-- Opening Marker --

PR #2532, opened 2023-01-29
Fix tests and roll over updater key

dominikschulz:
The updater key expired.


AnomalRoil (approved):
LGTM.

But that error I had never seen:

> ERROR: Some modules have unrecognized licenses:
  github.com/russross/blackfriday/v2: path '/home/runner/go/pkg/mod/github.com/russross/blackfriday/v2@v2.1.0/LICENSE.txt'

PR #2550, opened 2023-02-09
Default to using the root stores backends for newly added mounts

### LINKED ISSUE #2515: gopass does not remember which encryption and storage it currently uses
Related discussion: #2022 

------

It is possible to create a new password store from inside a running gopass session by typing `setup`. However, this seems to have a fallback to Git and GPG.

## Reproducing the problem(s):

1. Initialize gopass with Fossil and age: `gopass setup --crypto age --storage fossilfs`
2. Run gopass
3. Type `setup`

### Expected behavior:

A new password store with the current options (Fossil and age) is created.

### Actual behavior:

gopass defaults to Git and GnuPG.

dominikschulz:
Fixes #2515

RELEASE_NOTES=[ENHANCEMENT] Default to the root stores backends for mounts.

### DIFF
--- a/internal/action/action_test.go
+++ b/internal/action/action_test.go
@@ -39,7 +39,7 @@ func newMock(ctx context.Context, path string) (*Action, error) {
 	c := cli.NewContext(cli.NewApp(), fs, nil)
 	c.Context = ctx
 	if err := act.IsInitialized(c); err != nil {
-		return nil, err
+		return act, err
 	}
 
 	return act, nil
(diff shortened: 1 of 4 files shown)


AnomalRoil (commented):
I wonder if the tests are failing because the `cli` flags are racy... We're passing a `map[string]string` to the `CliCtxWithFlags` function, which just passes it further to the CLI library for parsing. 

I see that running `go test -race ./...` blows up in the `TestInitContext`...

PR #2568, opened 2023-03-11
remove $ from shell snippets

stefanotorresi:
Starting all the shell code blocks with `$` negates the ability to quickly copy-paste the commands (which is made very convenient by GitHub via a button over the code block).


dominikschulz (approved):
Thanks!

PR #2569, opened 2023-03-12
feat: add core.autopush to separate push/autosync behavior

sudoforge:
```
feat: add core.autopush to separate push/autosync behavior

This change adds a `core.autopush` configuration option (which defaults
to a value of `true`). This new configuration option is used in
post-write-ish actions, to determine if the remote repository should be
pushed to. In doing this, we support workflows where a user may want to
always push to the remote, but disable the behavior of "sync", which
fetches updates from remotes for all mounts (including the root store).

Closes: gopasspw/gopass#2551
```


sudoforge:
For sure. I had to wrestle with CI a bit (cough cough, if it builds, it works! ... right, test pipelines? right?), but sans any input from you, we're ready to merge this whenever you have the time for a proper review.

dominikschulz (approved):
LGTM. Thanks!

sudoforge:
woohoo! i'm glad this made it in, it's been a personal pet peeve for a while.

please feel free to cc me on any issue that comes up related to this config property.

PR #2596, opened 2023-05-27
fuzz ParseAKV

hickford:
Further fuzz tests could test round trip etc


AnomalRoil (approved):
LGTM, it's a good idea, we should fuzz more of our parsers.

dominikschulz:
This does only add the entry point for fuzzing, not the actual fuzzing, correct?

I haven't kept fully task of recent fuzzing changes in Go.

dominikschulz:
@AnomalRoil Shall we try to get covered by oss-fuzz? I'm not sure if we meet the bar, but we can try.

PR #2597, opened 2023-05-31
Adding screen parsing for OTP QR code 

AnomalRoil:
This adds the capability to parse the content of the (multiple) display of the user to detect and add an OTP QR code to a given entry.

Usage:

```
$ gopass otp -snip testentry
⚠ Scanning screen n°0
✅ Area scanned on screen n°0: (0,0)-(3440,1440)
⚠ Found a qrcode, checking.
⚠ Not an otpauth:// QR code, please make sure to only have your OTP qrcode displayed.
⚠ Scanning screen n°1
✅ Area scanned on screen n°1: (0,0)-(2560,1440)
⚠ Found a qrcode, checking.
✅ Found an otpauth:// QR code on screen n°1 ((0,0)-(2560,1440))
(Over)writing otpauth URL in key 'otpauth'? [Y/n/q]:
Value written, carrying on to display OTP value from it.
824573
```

-- Closing Marker --

What is needed » Nothing should be dropped: transcribe all the material exactly.

Written reply »
PR #2532, opened 2023-01-29
Fix tests and roll over updater key

dominikschulz:
The updater key expired.


AnomalRoil (approved):
LGTM.

But that error I had never seen:

> ERROR: Some modules have unrecognized licenses:
  github.com/russross/blackfriday/v2: path '/home/runner/go/pkg/mod/github.com/russross/blackfriday/v2@v2.1.0/LICENSE.txt'

PR #2550, opened 2023-02-09
Default to using the root stores backends for newly added mounts

### LINKED ISSUE #2515: gopass does not remember which encryption and storage it currently uses
Related discussion: #2022 

------

It is possible to create a new password store from inside a running gopass session by typing `setup`. However, this seems to have a fallback to Git and GPG.

## Reproducing the problem(s):

1. Initialize gopass with Fossil and age: `gopass setup --crypto age --storage fossilfs`
2. Run gopass
3. Type `setup`

### Expected behavior:

A new password store with the current options (Fossil and age) is created.

### Actual behavior:

gopass defaults to Git and GnuPG.

dominikschulz:
Fixes #2515

RELEASE_NOTES=[ENHANCEMENT] Default to the root stores backends for mounts.

### DIFF
--- a/internal/action/action_test.go
+++ b/internal/action/action_test.go
@@ -39,7 +39,7 @@ func newMock(ctx context.Context, path string) (*Action, error) {
 	c := cli.NewContext(cli.NewApp(), fs, nil)
 	c.Context = ctx
 	if err := act.IsInitialized(c); err != nil {
-		return nil, err
+		return act, err
 	}
 
 	return act, nil
(diff shortened: 1 of 4 files shown)


AnomalRoil (commented):
I wonder if the tests are failing because the `cli` flags are racy... We're passing a `map[string]string` to the `CliCtxWithFlags` function, which just passes it further to the CLI library for parsing. 

I see that running `go test -race ./...` blows up in the `TestInitContext`...

PR #2568, opened 2023-03-11
remove $ from shell snippets

stefanotorresi:
Starting all the shell code blocks with `$` negates the ability to quickly copy-paste the commands (which is made very convenient by GitHub via a button over the code block).


dominikschulz (approved):
Thanks!

PR #2569, opened 2023-03-12
feat: add core.autopush to separate push/autosync behavior

sudoforge:
```
feat: add core.autopush to separate push/autosync behavior

This change adds a `core.autopush` configuration option (which defaults
to a value of `true`). This new configuration option is used in
post-write-ish actions, to determine if the remote repository should be
pushed to. In doing this, we support workflows where a user may want to
always push to the remote, but disable the behavior of "sync", which
fetches updates from remotes for all mounts (including the root store).

Closes: gopasspw/gopass#2551
```


sudoforge:
For sure. I had to wrestle with CI a bit (cough cough, if it builds, it works! ... right, test pipelines? right?), but sans any input from you, we're ready to merge this whenever you have the time for a proper review.

dominikschulz (approved):
LGTM. Thanks!

sudoforge:
woohoo! i'm glad this made it in, it's been a personal pet peeve for a while.

please feel free to cc me on any issue that comes up related to this config property.

PR #2596, opened 2023-05-27
fuzz ParseAKV

hickford:
Further fuzz tests could test round trip etc


AnomalRoil (approved):
LGTM, it's a good idea, we should fuzz more of our parsers.

dominikschulz:
This does only add the entry point for fuzzing, not the actual fuzzing, correct?

I haven't kept fully task of recent fuzzing changes in Go.

dominikschulz:
@AnomalRoil Shall we try to get covered by oss-fuzz? I'm not sure if we meet the bar, but we can try.

PR #2597, opened 2023-05-31
Adding screen parsing for OTP QR code 

AnomalRoil:
This adds the capability to parse the content of the (multiple) display of the user to detect and add an OTP QR code to a given entry.

Usage:

```
$ gopass otp -snip testentry
⚠ Scanning screen n°0
✅ Area scanned on screen n°0: (0,0)-(3440,1440)
⚠ Found a qrcode, checking.
⚠ Not an otpauth:// QR code, please make sure to only have your OTP qrcode displayed.
⚠ Scanning screen n°1
✅ Area scanned on screen n°1: (0,0)-(2560,1440)
⚠ Found a qrcode, checking.
✅ Found an otpauth:// QR code on screen n°1 ((0,0)-(2560,1440))
(Over)writing otpauth URL in key 'otpauth'? [Y/n/q]:
Value written, carrying on to display OTP value from it.
824573
```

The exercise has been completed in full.